Chemical Abstract Number (CAS #) 7440-03-1
Synonyms COLUMBIUM; NIOBIUM-93; NIOBIUM ELEMENT; VN 1
Analytical Methods 200.8 - 6020
Atomic Symbol Nb

Synopsis from the CRC Handbook of Chemistry and Physics 92nd Edition 2011-2013

Niobium — (Niobe, daughter of Tantalus), Nb; or Columbium (Columbia, name for America); at. wt. 92.90638(2); at. no. 41; m.p. 2477 °C; b.p. 4744 °C, sp. gr. 8.57 (20 °C); valence 2, 3, 4?, 5. Discovered in 1801 by Hatchett in an ore sent to England more that a century before by John Winthrop the Younger, first governor of Connecticut.
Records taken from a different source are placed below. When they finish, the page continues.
PR #732, opened 2017-06-20
Asserts to prevent negative idx and sz parameters in bitvecs.

evanches:


lib/bitvec.cpp
```diff
@@ -36,6 +36,7 @@ std::ostream &operator<<(std::ostream &os, const bitvec &bv) {
 }
 
 bitvec &bitvec::operator>>=(size_t count) {
+    assert(static_cast<int>(count) >= 0);
```
antoninbas: I think `assert(count >= 0u)` looks better

antoninbas: sorry my bad, stupid comment.

ChrisDodd: This is wrong -- we can right shift by arbitrarily large amounts without a problem; if count is more than the largest bit (index) in the bitvec it will just result in a 0 (empty) bitvec and not any sort of problem.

The metal was first prepared in 1864 by Blomstrand, who reduced the chloride by heating it in a hydrogen atmosphere. The name niobium was adopted by the International Union of Pure and Applied Chemistry in 1950 after 100 years of controversy. Most leading chemical societies and government organizations refer to it by this name. Some metallurgists and commercial producers, however, still refer to the metal as “columbium.” The element is found in niobite (or columbite), niobite-tantalite, pyrochlore, and euxenite. Large deposits of niobium have been found associated with carbonatites (carbon-silicate rocks), as a constituent of pyrochlore. Extensive ore reserves are found in Canada, Brazil, Congo-Kinshasa, Rwanda, and Australia. The metal can be isolated from tantalum, and prepared in several ways. It is a shiny, white, soft, and ductile metal, and takes on a bluish cast when exposed to air at room temperatures for a long time. The metal starts to oxidize in air at 200 °C, and when processed at even moderate temperatures must be placed in a protective atmosphere. It is used in arc-welding rods for stabilized grades of stainless steel. Thousands of pounds of niobium have been used in advanced air frame systems such as were used in the Gemini space program. It has also found use in super-alloys for applications such as jet engine components, rocket subassemblies, and heat-resisting equipment. The element has superconductive properties; superconductive magnets have been made with Nb-Zr wire, which retains its superconductivity in strong magnetic fields. Natural niobium is composed of only one isotope, 93Nb. Forty-seven other isotopes and isomers of niobium are now recognized. Niobium metal (99.9% pure) is priced at about 50˘/g.